The SS Republic carried an enormous shipment of ink bottles designed for home, office and school use. The combined quantity of inkstands and larger master ink bottles recovered from the wreck site total nearly 2,500 containers, representing 29% of the total bottle assemblage.

Few of the examples have a manufacturer's embossment, and all are lacking any original paper label which would have identified the ink maker. The bottles had once been sealed with a cork stopper, most of which are no longer intact. Some of the corks have since imploded inside the bottle due to the pressure of sinking 1,700 feet deep.

Counted among the ink products aboard the vessel were two dozen clear glass square inkstands which bear the embossed initials "F.K," letter's likely representing the 19th-century ink maker whose product was stored in this small bottle. The name however, remains anonymous today.

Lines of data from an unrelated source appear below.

PR #1079, opened 2022-08-10
Sync miner code with docs

kronosapiens:
Some minor tweaks to sync the code with the docs, plus a bit more logging

### DIFF
--- a/truffle.js
+++ b/truffle.js
@@ -91,7 +91,9 @@ module.exports = {
       network_id: "*",
     },
     xdai: {
-      url: "https://xdai-archive.blockscout.com/",
+      provider: () => {
+        return new HDWalletProvider("replace-with-private-key-when-using", "https://xdai-archive.blockscout.com/",);
+      },
       gasPrice: 2000000000,
       network_id: 100,
     },
--- a/truffle.js
+++ b/truffle.js
@@ -91,9 +91,7 @@ module.exports = {
       network_id: "*",
     },
     xdai: {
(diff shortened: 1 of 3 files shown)


area:
Okay, so, explaining what I've done here:

In order to improve the performance of the `latestState` endpoint, I had to change the type of `reputations.reputation_rowid` to INTEGER from TEXT. That had the unintended knock-on effect of changing the order reputations were returned in from `getAllReputationsInHash`. So, to fix that, I added an ORDER BY to that query, which orders by the unique ID that every reputation has in the state, which determines, among other things, the order that decays should be applied when evolving the state. This was the order that they were returned in previously (which was the order they appeared in the table in the database), but now the correct ordering is always forced.

As part of my rooting around, I discovered that `rowid`s can change under [certain circumstances](https://sqlite.org/lang_vacuum.html) which, given we are using them, would be a _bad thing_. By explicitly declaring a column in the relevant tables called `rowid` which is `INTEGER PRIMARY KEY`, we make sure that these IDs can never change. By naming these columns `rowid`, we didn't have to change associated queries.

truffle.js
```diff
@@ -91,7 +91,9 @@ module.exports = {
       network_id: "*",
     },
     xdai: {
-      url: "https://xdai-archive.blockscout.com/",
```
area, line 94: I actually quite value having `--network xdai` as something that works in the default repo if I have to check something on the contract level.

area (approved):

PR #1081, opened 2022-08-19
First pass at storage layout fixes

area:
Don't merge yet, I want to figure out the git issues, and am not sure if this is the right base. But currently based against (a branch that is a copy of) flwss for reviewing purposes.


kronosapiens (commented):
Looks good to me

kronosapiens (approved):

With its boxy and beveled roof-like corners, many collectors call this distinctive shape a "cottage" or "school house" inkstand. Like other contemporary inkstands, it was designed to be sturdy and attractive, but is far less elaborate than some other examples produced in this era which feature well-defined windows, doors and rooftops.

Included in the Republic's cargo were the larger-sized master ink bottles, many with a distinctive pouring lip, which according to glasshouse catalogs of the period was called a "pour-out." These bigger containers typically stored bulk ink to fill smaller inkstands when empty.